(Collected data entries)
PR #1134, opened 2018-10-23
Spanner option to exclude interleaved properties from mapping

### LINKED ISSUE #1133: Spanner change includeColumns param to includeProperties to also apply to interleaved properties

ChengyuanZhao:
fixes #1133 

Allow users to set option to exclude mapping interleaved properties

### DIFF
--- a/spring-cloud-gcp-data-spanner/src/main/java/org/springframework/cloud/gcp/data/spanner/core/SpannerMutationFactory.java
+++ b/spring-cloud-gcp-data-spanner/src/main/java/org/springframework/cloud/gcp/data/spanner/core/SpannerMutationFactory.java
@@ -49,11 +49,11 @@ public interface SpannerMutationFactory {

**WHAT IS BEING ASKED**
The word "core": say how many lines of the records hold it, and give nothing but the number.

**RESULT FOR THIS TASK**
2